Mysterious Quadratic Equation

By Vieta's, the sum of the roots is $2$ . Since $6$ is one of the roots, the other one is $2-6 = \boxed{-4}$

$6^2 - 2 (6) + a = 0\\ a = - 24\\ x^2 - 2 x - 24 = 0\\ (x + 4)(x - 6) = 0$ So $x = -4$ or $x = 6$

The other root is -4

plug in 6 into x, and solve for a we get that a=-24. Plug in this value of a into the original equation and solve for x we get x=-4 or 6. Therefore -4 is the answer

From the Gerenal equation of quadratic equation ax^2+bx +c =0 From the rules in finding the roots in quadratic equation... The sum of two roots r1 + r2 =-b/a and the products of two roots r1.r2=c/a So you have a given equation of quadratic equation which is x^2-2x +a =0 Your a=1;b=-2; c=a one root is given let say that is r1=6 to find the 2nd root. So r1 + r2 =-b/a 6 + r2 =-(-2)/1 r2= 2-6 r2=-4 ans. To find a=>c Take the product of the roots r1.r2=c/a 6.-4=c=>a a=-24 So the equation would be x^2 -2x -24=0 To check by factoring the equation you have( x-6)(×+4)=0 X1=6 which is the first root X2=-4 which is the second root.

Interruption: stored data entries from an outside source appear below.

PR #4672, opened 2021-07-23
Update MediaType to use modern UTType API

ealeksandrov:
## Description

Initially I stumbled upon `MediaType` because it was failing for me in all tests. I thought it's because of old API + M1 + Rosetta and decided to update it since our deployment target is already iOS 14 (required for `UniformTypeIdentifiers` module).

In the end, tests on new API failed as well 😅
I found Rosetta layer to be the issue - since old and new types API returns `nil` for some reason. On native ARM Xcode and Intel it works well in both cases.

I'm pushing the change since it's an improvement anyway, removing all CF bridging from codebase (`takeRetainedValue`).

## Further improvements

We can replace all usage of `kUTType..`  strings (from `MobileCoreServices`) with [UTType](https://developer.apple.com/documentation/uniformtypeidentifiers/uttype) definitions (from `UniformTypeIdentifiers`, iOS 14+), but the immediate benefit is unclear.

## Tests

All changes already well covered by unit tests, but please upload couple of different media files to smoke test data flow.

---
Update release notes:

### DIFF
--- a/Yosemite/Yosemite/Tools/Media/MediaAssetExporter.swift
+++ b/Yosemite/Yosemite/Tools/Media/MediaAssetExporter.swift
@@ -2,6 +2,7 @@ import Foundation
 import MobileCoreServices
 import AVFoundation
 import Photos
+import UniformTypeIdentifiers
 
 /// Exports a media item of `PHAsset` type to be uploadable.
 ///
@@ -108,8 +109,7 @@ private extension MediaAssetExporter {
         }
 
         guard allowableFileExtensions.isEmpty == false,
-            let extensionType = UTTypeCopyPreferredTagWithClass(uti as CFString, kUTTagClassFilenameExtension)?.takeRetainedValue() as String?
-            else {
+              let extensionType = UTType(uti)?.preferredFilenameExtension else {
                 return nil
         }
         guard allowableFileExtensions.contains(extensionType) else {
--- a/Yosemite/Yosemite/Tools/Media/MediaAssetExporter.swift
+++ b/Yosemite/Yosemite/Tools/Media/MediaAssetExporter.swift
@@ -2,7 +2,6 @@ import Foundation
 import MobileCoreServices
 import AVFoundation
 import Photos
-import UniformTypeIdentifiers
 
 /// Exports a media item of `PHAsset` type to be uploadable.
 ///
@@ -109,10 +108,10 @@ private extension MediaAssetExporter {
         }
 
         guard allowableFileExtensions.isEmpty == false,
-              let extensionType = UTType(uti)?.preferredFilenameExtension else {
+              let fileExtensionForType = URL.fileExtensionForUTType(uti) else {
                 return nil
         }
-        guard allowableFileExtensions.contains(extensionType) else {
+        guard allowableFileExtensions.contains(fileExtensionForType) else {
             return kUTTypeJPEG as String
         }
         return uti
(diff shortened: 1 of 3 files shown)


Yosemite/Yosemite/Tools/Media/MediaType.swift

we know that x^2+2x+1 has a line of symmetry at x=1 and that changing the last coefficient won't change the line of symmetry so if one root of x^2+2x+a is 6 then the other is an equal distance from 1 and since 6-1=5 then the other root is 1-5 which is -4

We know that:

${ x }_{ 1 }+{ x }_{ 2 }=\frac { -b }{ a }$ And we have:

${ x }_{ 1 }=6$ $b=-2$ $a=1$ So:

${ x }_{ 2 }=\frac { -b }{ a } -{ x }_{ 1 }$ ${ x }_{ 2 }=\frac { 2 }{ 1 } -6$ $\boxed{{ x }_{ 2 }=-4}$

(x-6)(x+4) = 0; So, x - 6 = 0 & x + 4=0; x=6 & x=-4

First, use 6 to substitute x and find the value of a

Then 6^2-2x6+a=0

36-12+a=0

24+a=0

a=-24

Use the quadratic formula to find the other root

......(Can't type radicals)

The other root is -4

(6)^2 - 2 (6) + a = 0

a = - 24

x^2 - 2 x - 24 = 0

(x + 4)(x - 6) = 0

x = -4 or x = 6

The other root is -4

Knowing that 6 is one of the roots, you can plug it into the equation and solve for a first. After that, solve this quadratic equation.